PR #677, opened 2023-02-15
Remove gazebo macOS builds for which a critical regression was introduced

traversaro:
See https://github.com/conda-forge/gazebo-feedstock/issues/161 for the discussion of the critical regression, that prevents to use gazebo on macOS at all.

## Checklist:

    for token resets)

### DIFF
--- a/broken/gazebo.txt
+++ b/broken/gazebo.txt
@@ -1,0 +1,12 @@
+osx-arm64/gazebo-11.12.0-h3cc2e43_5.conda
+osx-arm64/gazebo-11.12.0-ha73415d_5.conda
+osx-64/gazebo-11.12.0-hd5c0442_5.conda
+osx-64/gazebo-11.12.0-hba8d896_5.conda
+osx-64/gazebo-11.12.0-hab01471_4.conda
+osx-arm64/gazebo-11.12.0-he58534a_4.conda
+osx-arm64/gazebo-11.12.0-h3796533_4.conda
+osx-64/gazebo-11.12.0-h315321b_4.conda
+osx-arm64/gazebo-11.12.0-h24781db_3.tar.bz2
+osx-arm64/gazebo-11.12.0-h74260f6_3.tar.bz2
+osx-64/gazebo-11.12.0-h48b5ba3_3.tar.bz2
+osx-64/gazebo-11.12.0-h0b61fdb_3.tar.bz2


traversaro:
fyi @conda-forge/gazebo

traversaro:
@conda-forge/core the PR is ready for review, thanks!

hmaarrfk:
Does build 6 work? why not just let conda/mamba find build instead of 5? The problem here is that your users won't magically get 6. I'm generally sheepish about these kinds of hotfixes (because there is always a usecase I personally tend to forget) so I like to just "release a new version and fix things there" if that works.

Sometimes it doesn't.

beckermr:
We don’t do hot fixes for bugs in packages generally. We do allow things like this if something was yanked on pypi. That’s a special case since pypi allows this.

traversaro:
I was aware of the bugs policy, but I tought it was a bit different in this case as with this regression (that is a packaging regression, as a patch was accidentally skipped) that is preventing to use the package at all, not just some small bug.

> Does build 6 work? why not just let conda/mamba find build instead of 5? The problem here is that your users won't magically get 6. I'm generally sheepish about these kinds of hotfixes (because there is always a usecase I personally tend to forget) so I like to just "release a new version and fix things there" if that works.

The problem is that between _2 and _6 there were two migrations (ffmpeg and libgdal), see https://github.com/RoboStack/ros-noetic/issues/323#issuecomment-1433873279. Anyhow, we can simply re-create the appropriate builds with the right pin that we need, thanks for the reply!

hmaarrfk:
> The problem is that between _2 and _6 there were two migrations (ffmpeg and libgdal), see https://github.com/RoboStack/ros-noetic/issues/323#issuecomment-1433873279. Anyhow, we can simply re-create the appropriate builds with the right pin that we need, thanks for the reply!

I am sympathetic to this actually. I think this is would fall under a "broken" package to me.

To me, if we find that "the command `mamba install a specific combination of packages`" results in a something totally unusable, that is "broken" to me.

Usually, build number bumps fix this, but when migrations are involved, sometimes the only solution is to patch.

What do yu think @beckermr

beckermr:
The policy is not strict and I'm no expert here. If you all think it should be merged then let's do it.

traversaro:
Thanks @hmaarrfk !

• • •

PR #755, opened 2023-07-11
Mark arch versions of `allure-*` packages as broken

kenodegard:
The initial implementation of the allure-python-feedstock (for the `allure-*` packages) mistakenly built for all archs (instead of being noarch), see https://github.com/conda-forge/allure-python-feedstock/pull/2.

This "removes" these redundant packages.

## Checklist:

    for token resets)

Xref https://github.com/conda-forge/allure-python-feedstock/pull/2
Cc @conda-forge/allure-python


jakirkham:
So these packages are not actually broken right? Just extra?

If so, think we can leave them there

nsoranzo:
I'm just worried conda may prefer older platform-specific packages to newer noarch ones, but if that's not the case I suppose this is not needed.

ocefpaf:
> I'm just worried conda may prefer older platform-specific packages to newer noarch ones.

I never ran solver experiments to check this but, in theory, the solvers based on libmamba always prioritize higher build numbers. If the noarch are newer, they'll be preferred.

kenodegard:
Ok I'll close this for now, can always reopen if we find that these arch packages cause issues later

• • •

EXERCISE DESCRIPTION:
Print, from the entries above, the line with "Cc @conda-forge/allure-python", the line with "is not needed." and all lines between them, exactly and with nothing else.

SOLUTION:
Cc @conda-forge/allure-python


jakirkham:
So these packages are not actually broken right? Just extra?

If so, think we can leave them there

nsoranzo:
I'm just worried conda may prefer older platform-specific packages to newer noarch ones, but if that's not the case I suppose this is not needed.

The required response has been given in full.